* EXERCISE PROMPT:
Please retype all of the data below, word for word.

* DATA IN THIS EXERCISE:
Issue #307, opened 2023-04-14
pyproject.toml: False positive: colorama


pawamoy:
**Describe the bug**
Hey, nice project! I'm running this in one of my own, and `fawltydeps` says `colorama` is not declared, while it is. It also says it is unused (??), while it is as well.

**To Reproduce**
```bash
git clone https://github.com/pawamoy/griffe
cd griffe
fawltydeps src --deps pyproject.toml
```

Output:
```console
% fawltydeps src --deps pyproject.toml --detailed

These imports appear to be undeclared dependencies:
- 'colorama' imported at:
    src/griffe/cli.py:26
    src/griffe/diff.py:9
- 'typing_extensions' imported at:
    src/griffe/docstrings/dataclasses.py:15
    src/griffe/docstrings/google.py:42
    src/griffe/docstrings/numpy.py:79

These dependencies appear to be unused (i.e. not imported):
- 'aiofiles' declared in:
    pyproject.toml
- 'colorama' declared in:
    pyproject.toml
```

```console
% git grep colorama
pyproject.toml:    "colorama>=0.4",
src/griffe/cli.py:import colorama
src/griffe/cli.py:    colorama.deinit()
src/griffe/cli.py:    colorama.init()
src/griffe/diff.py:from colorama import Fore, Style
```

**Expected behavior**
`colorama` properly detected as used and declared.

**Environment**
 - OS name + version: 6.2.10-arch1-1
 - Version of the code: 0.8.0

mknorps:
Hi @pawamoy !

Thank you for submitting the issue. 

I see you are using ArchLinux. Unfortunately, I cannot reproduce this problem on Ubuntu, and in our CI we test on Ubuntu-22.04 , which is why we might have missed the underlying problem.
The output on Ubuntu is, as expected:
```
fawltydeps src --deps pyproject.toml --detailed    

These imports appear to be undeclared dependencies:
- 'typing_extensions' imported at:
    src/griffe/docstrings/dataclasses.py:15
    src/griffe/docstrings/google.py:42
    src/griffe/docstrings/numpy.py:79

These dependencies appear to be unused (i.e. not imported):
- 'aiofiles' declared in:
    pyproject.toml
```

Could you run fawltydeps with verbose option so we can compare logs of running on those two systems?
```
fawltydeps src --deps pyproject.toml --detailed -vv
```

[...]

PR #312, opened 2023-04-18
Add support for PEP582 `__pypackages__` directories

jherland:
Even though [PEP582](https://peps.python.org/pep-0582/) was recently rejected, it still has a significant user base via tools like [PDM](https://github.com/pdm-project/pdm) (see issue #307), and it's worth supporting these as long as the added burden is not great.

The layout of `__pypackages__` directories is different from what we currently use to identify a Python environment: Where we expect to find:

* ANSWER TO THIS EXERCISE:
Issue #307, opened 2023-04-14
pyproject.toml: False positive: colorama


pawamoy:
**Describe the bug**
Hey, nice project! I'm running this in one of my own, and `fawltydeps` says `colorama` is not declared, while it is. It also says it is unused (??), while it is as well.

**To Reproduce**
```bash
git clone https://github.com/pawamoy/griffe
cd griffe
fawltydeps src --deps pyproject.toml
```

Output:
```console
% fawltydeps src --deps pyproject.toml --detailed

These imports appear to be undeclared dependencies:
- 'colorama' imported at:
    src/griffe/cli.py:26
    src/griffe/diff.py:9
- 'typing_extensions' imported at:
    src/griffe/docstrings/dataclasses.py:15
    src/griffe/docstrings/google.py:42
    src/griffe/docstrings/numpy.py:79

These dependencies appear to be unused (i.e. not imported):
- 'aiofiles' declared in:
    pyproject.toml
- 'colorama' declared in:
    pyproject.toml
```

```console
% git grep colorama
pyproject.toml:    "colorama>=0.4",
src/griffe/cli.py:import colorama
src/griffe/cli.py:    colorama.deinit()
src/griffe/cli.py:    colorama.init()
src/griffe/diff.py:from colorama import Fore, Style
```

**Expected behavior**
`colorama` properly detected as used and declared.

**Environment**
 - OS name + version: 6.2.10-arch1-1
 - Version of the code: 0.8.0

mknorps:
Hi @pawamoy !

Thank you for submitting the issue. 

I see you are using ArchLinux. Unfortunately, I cannot reproduce this problem on Ubuntu, and in our CI we test on Ubuntu-22.04 , which is why we might have missed the underlying problem.
The output on Ubuntu is, as expected:
```
fawltydeps src --deps pyproject.toml --detailed    

These imports appear to be undeclared dependencies:
- 'typing_extensions' imported at:
    src/griffe/docstrings/dataclasses.py:15
    src/griffe/docstrings/google.py:42
    src/griffe/docstrings/numpy.py:79

These dependencies appear to be unused (i.e. not imported):
- 'aiofiles' declared in:
    pyproject.toml
```

Could you run fawltydeps with verbose option so we can compare logs of running on those two systems?
```
fawltydeps src --deps pyproject.toml --detailed -vv
```

[...]

PR #312, opened 2023-04-18
Add support for PEP582 `__pypackages__` directories

jherland:
Even though [PEP582](https://peps.python.org/pep-0582/) was recently rejected, it still has a significant user base via tools like [PDM](https://github.com/pdm-project/pdm) (see issue #307), and it's worth supporting these as long as the added burden is not great.

The layout of `__pypackages__` directories is different from what we currently use to identify a Python environment: Where we expect to find:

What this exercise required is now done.